Stored data:
------------------------------------------------------------

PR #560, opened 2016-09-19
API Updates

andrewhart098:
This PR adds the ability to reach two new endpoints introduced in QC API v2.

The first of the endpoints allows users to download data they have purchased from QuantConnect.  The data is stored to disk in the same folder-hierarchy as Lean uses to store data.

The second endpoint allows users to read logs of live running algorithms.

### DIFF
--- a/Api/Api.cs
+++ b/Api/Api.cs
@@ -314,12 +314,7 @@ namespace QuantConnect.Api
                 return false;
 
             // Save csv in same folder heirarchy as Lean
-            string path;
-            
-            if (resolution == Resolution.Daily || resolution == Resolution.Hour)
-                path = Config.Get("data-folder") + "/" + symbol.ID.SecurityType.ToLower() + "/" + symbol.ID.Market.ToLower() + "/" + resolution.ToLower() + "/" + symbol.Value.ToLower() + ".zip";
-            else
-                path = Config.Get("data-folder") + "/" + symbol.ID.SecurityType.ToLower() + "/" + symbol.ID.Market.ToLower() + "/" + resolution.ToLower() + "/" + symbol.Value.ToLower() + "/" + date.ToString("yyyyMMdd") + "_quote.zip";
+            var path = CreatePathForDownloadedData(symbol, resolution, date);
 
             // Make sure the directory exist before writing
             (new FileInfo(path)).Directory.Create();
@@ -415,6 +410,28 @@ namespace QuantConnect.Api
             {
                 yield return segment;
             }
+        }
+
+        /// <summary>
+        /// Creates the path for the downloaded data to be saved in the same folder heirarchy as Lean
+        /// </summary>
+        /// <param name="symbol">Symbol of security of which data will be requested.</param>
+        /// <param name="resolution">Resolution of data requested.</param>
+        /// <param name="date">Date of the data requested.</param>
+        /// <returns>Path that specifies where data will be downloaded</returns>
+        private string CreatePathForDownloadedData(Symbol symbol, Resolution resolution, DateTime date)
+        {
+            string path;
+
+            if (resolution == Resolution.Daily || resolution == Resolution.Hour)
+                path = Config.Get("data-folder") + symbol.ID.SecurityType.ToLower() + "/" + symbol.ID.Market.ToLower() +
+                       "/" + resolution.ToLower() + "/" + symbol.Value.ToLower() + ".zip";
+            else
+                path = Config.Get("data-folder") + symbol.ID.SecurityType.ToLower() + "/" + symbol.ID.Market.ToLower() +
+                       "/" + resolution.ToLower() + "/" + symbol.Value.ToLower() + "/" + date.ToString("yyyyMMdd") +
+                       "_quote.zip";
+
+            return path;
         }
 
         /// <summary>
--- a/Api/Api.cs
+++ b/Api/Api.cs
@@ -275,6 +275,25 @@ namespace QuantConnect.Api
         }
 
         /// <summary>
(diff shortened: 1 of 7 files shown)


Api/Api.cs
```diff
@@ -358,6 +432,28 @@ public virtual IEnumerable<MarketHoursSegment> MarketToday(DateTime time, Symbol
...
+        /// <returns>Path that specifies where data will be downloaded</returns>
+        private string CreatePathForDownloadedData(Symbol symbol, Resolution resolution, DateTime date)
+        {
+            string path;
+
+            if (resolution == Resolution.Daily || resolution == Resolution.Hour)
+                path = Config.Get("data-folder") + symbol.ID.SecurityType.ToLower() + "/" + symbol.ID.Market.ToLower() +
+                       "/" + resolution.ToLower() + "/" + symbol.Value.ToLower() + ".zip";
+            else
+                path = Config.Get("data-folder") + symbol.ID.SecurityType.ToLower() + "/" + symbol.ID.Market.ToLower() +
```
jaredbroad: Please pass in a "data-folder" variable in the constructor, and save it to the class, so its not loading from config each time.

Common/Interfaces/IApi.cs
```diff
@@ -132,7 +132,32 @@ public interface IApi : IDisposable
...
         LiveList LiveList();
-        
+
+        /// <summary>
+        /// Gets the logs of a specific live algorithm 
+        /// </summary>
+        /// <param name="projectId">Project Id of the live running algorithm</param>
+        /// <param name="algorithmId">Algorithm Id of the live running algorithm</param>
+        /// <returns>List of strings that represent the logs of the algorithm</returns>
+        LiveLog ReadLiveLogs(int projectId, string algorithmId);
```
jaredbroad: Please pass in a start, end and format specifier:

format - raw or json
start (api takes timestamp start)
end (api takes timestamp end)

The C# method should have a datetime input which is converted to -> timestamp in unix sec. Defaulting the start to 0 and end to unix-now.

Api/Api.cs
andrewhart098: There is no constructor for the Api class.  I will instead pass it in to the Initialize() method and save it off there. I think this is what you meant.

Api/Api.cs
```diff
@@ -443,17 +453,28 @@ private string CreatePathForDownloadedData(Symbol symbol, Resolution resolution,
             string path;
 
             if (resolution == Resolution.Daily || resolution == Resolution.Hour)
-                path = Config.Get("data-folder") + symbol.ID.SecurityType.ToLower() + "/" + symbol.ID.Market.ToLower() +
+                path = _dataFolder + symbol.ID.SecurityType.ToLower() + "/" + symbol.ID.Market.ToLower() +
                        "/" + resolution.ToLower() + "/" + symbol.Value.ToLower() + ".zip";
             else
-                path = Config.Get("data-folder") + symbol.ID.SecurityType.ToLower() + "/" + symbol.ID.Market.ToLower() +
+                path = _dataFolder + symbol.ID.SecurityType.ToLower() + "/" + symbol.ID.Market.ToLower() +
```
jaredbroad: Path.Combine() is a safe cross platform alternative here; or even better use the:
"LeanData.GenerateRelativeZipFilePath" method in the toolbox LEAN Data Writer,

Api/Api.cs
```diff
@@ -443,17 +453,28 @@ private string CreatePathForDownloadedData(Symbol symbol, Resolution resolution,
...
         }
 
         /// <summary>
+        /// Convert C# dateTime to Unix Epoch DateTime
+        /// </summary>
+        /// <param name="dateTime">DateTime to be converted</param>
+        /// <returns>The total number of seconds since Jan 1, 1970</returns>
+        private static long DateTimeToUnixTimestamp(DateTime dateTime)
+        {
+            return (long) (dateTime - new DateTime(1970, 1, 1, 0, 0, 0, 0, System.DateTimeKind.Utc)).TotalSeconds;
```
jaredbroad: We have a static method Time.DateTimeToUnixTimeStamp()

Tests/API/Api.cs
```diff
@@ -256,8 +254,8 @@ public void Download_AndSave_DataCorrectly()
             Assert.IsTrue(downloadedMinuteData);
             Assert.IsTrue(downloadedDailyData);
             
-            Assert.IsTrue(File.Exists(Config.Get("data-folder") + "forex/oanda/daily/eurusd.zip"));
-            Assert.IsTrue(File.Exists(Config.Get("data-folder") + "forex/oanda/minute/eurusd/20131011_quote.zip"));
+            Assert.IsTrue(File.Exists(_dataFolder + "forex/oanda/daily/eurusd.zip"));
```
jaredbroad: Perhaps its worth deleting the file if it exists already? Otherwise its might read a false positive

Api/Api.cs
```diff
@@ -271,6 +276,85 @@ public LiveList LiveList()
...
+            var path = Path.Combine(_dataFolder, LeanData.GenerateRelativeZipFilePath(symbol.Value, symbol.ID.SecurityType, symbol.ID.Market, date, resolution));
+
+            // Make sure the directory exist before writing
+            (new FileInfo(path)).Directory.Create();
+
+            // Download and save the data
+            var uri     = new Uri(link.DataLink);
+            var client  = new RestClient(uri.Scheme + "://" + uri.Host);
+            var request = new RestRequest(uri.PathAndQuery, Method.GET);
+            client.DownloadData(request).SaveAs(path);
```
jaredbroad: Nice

------------------------------------------------------------

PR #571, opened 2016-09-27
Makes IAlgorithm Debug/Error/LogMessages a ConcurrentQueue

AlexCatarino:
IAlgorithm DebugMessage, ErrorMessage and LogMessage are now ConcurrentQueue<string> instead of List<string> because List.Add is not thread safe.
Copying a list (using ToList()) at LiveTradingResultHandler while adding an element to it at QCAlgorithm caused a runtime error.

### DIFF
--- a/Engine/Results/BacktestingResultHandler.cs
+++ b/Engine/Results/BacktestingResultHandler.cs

------------------------------------------------------------

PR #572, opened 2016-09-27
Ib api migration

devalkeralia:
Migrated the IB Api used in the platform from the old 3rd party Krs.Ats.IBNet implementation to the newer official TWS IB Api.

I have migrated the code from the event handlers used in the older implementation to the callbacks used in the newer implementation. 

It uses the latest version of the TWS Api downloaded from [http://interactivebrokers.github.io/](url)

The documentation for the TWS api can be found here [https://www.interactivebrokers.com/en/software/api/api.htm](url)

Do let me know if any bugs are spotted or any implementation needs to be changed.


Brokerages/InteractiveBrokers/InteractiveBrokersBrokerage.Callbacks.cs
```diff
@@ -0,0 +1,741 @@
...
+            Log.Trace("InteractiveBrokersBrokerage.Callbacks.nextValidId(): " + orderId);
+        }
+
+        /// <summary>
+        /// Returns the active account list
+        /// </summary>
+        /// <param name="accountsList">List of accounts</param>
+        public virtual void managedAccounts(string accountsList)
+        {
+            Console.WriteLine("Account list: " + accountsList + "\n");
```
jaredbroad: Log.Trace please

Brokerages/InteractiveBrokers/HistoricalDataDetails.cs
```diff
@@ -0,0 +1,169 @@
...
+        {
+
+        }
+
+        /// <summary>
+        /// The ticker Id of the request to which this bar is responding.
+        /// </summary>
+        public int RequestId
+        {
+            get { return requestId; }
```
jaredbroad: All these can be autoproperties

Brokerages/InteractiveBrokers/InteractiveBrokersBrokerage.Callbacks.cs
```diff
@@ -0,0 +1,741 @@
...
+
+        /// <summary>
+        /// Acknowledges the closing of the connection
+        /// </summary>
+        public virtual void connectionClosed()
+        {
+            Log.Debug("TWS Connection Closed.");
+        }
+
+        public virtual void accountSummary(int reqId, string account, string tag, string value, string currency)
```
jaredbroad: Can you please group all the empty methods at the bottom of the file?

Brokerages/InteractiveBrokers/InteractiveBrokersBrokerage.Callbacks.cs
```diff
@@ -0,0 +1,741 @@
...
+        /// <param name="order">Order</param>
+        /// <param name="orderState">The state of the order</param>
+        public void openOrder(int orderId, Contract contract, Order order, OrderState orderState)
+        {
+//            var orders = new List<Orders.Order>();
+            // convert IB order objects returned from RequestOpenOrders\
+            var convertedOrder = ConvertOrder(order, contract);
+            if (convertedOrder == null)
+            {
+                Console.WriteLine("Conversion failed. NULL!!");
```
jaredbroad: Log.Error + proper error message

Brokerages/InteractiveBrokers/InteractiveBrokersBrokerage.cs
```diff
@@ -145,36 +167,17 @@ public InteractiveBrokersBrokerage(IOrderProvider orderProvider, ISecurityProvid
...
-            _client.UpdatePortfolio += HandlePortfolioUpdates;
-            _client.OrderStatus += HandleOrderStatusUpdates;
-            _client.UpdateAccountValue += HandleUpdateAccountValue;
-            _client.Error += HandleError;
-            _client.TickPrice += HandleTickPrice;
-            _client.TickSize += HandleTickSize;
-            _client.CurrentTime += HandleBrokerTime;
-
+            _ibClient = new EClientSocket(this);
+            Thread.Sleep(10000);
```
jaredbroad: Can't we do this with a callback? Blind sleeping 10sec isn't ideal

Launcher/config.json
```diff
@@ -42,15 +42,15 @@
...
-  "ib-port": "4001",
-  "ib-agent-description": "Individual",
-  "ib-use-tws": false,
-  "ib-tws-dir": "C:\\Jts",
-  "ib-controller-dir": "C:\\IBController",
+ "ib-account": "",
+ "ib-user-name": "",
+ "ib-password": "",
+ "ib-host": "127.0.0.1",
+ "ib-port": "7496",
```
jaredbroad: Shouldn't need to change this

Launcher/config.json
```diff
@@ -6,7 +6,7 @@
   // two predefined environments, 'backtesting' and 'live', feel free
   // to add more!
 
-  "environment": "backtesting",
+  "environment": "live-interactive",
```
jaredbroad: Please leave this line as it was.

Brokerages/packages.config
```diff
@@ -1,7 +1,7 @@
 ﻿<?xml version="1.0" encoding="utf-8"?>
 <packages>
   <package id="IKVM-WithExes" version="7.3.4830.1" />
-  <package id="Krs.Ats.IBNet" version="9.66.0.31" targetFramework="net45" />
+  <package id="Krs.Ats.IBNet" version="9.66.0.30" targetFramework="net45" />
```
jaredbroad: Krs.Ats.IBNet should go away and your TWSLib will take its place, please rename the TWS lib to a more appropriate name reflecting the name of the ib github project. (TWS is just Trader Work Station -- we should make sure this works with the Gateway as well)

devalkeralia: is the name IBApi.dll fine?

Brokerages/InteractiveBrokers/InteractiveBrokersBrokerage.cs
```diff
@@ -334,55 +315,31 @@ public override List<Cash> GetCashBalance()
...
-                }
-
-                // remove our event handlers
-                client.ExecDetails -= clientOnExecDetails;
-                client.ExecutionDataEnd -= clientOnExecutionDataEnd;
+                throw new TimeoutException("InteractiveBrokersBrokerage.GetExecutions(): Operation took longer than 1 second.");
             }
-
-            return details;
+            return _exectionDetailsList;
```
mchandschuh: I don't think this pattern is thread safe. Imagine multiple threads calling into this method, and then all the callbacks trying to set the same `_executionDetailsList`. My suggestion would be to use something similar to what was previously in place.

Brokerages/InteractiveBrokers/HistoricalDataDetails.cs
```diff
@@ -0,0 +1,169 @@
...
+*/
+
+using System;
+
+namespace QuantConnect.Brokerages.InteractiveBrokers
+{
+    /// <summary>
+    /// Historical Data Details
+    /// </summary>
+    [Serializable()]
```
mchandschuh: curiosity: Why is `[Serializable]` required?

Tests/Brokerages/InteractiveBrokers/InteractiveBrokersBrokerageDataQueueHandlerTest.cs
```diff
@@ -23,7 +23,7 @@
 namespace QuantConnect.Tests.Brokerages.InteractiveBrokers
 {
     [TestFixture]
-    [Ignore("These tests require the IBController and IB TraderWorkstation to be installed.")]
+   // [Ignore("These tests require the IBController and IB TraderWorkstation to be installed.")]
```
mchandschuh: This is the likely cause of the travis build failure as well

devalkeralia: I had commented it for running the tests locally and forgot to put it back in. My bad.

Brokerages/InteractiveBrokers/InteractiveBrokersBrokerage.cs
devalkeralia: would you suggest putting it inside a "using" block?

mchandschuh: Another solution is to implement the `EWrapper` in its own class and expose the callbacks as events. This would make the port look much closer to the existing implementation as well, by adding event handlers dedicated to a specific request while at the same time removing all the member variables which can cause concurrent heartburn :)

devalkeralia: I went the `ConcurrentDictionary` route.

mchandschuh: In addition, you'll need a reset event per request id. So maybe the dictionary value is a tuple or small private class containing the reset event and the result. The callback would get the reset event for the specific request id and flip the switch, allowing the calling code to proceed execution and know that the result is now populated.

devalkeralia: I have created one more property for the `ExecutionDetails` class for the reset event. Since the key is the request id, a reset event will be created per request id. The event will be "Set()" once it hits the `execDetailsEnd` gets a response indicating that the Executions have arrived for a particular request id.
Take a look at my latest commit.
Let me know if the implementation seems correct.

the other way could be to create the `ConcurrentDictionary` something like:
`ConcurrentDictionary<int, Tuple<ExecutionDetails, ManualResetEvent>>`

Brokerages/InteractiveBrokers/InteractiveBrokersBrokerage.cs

------------------------------------------------------------

The problem
Every line above that holds the string "FileInfo" counts once; give the total and nothing more.

Task solution
2